WHAT THIS TASK INVOLVES =
Among the entries below, find the lines with the word "datasets" and return them.

EXERCISE MATERIALS =

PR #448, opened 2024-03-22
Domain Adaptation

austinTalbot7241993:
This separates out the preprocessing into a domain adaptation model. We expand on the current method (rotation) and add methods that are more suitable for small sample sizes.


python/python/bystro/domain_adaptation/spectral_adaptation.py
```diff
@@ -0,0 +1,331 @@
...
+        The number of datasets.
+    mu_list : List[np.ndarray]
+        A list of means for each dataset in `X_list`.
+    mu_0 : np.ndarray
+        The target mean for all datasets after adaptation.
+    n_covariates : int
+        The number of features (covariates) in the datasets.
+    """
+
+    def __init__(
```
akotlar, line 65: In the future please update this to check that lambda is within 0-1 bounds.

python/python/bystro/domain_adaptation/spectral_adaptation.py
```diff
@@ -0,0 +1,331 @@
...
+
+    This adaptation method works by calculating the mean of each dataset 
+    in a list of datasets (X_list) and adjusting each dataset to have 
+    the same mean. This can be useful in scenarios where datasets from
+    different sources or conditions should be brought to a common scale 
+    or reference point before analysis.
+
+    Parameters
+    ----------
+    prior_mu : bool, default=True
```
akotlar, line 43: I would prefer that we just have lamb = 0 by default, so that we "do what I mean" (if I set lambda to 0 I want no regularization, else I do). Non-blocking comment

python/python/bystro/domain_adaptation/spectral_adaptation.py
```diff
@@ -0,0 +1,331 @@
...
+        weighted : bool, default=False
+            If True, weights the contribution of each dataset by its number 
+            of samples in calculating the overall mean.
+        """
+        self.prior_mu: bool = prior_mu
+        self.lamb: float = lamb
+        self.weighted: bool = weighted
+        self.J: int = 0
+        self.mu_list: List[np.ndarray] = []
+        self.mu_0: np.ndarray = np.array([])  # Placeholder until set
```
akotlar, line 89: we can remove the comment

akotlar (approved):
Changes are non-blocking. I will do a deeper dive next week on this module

OUTPUT BELOW =
+        The number of datasets.
+        The target mean for all datasets after adaptation.
+        The number of features (covariates) in the datasets.
+    in a list of datasets (X_list) and adjusting each dataset to have 
+    the same mean. This can be useful in scenarios where datasets from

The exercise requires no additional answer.